Alas, we were misled. The microbes were far more intelligent and communicative than we realized and developed resistance to those antibiotics faster than we could develop new drugs. Our vaccines do not live up to their promises (with a few exceptions), yet they are promoted as critical to our health. For example, the flu vaccine is prepared in the spring, before the arrival in the fall of the next wave of a mutated virus that will create our next epidemic. There are approximately 3,000 strains of flu virus, and the vaccine is made against just four of those strains; these are the ones that the Centers for Disease Control (CDC), World Health Organization (WHO), and other collaborating medical facilities think will infect the most people in the coming season. A rough calculation shows us that there is a 1 in 1,000 chance that the CDC will guess correctly.
With the exception of H1N1, for which there was eighteen months of lead time, they have not made the correct predictions yet.
One of the most common causes of death in Americans is side effects from medications, and another is health complications during hospital stays.
Please dont get me wrong: I would not be alive today but for my five-day stay in a wonderful hospital with intravenous antibiotics and the intervention of a superb colorectal surgeon. For that I will be forever grateful. But somewhere along the line, we have lost our way. The physicians of the past and the native healers, without these technologies, were able to successfully treat many of the ailments that they attended to. In our current arrogance, we dismiss this as primitive.

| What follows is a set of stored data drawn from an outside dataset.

PR #18, opened 2015-08-05
Use separate build directory for building

AsamK:
qmake supports out of directory builds. That way all generated files are contained in a single build directory and not mixed with the source code.

This also allows to have multiple build directories, e.g. buildDebug and buildRelease.

### DIFF
--- a/.gitignore
+++ b/.gitignore
@@ -5,4 +5,4 @@ qrc_*.cpp
 ui_*.h
 Makefile.*
 *~
-
+/build/
--- a/README.txt
+++ b/README.txt
@@ -17,14 +17,15 @@ Compilation on Ubuntu/Debian
 
 3 - compile
 
-   # cd trunk
-   # qmake CONFIG=debug
+   # mkdir build
+   # cd build
+   # qmake CONFIG=debug ../trunk
    # make
 
    => the executables produced will be 
 
-         trunk/retroshare-gui/src/Retroshare
-         trunk/retroshare-nogui/src/retroshare-nogui
+         build/retroshare-gui/src/Retroshare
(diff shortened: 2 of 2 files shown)


thunder2:
I use shadow build too but outside the source tree so you don't need to add the build directory to .gitignore.

AsamK:
That’s possible, too, also qtcreator uses a build directory outside the src tree by default.
When building myself, I prefer however to use a build directory inside the tree so all is contained in one folder.

As the README suggests to create an additional parent folder, I could change the commit to create a build folder next to the trunk folder.
However I'd still like to add the build directory to .gitignore ;)

csoler:
I don't really see the point in building in a separate directory. .o and .ui already go into a separate directory. What would you gain beyond complicating things a little more?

Those healers took the time to get to know the folks who came to them for assistance and had learned, over many years of apprenticeship and study, to read the energies of those folks and help them. They did not have access to the wonderful technologies we do now. MRI scans, CAT scans, and PET scans can show us, with a fair amount of precision, what is going on inside the body. In our not-so-distant past, without those tools, native healers, shamans, medicine men, and physicians used their perceptual gifts, refined over many years of study and training, to relieve the pain and suffering of those who came to them for help. While many may view these administrations as primitive, they must have been somewhat successful, for we, as their descendants, are here to continue their lineage.

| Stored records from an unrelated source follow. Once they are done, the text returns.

PR #21, opened 2015-08-07
Store lobby history on disk

AsamK:
RS didn't store the lobby history on disk, so it was unavailable after a restart.
This seems to have been intentional, however after removing the appropriate if clause, saving the history works without problems.
The only thing is that, the history can only be accessed after rereceiving the lobby id from another node and joining it. But that’s another issue, that lobbies are not saved.

The second commit adds resolving of nicks from the gxsid, when restoring the chat lobby history or viewing it in the history browser.

### DIFF
--- a/libretroshare/src/pqi/p3historymgr.cc
+++ b/libretroshare/src/pqi/p3historymgr.cc
@@ -115,11 +115,6 @@ void p3HistoryMgr::addMessage(const ChatMessage& cm)
         item->sendTime = cm.sendTime;
         item->recvTime = cm.recvTime;
 
-        if (cm.chat_id.isLobbyId()) {
-			// disable save to disc for chat lobbies until they are saved
-			item->saveToDisc = false;
-		}
-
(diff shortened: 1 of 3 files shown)


SarcoRS:
> The second commit adds resolving of nicks from the gxsid, when restoring the chat lobby history or viewing it in the history browser.

Is this also about retroactively replacing IDs with nicknames in lobby windows, when somebody joins the lobby, posts something, but his name gets resolved only later and it's very confusing to figure out who posted that without explicitly looking at IDs of people in the lobby?

AsamK:
No, that's not done, I guess that it would be difficult to safely replace the IDs in the chat windows retroactively, as that's just a text box with some formatting. What could be done is sending some "ID is now known as Nick" message, when resolving is done, but that's not done by this patch.

However with this patch, the history browser will show you all messages with resolved nicks, even those that weren't resolved in the main lobby window before.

Given our love for new technologies and our increasingly limited time spent with patients, many physicians rely so completely on scans and tests that it is rare for a specialist (for example, an orthopedist or neurosurgeon) who is evaluating a patient with pain to examine that patient in anything beyond a cursory manner. Having been a pain specialist myself for thirty-plus years, most of the patients referred to me said that I was the first physician to physically examine them. Our reliance on technology has, in many ways, distanced us from the beings who come to us for healing. We are placing less and less value on the abilities to listen to and touch our patients and, accordingly, are overlooking a wealth of important information that we need to diagnose what is wrong with them.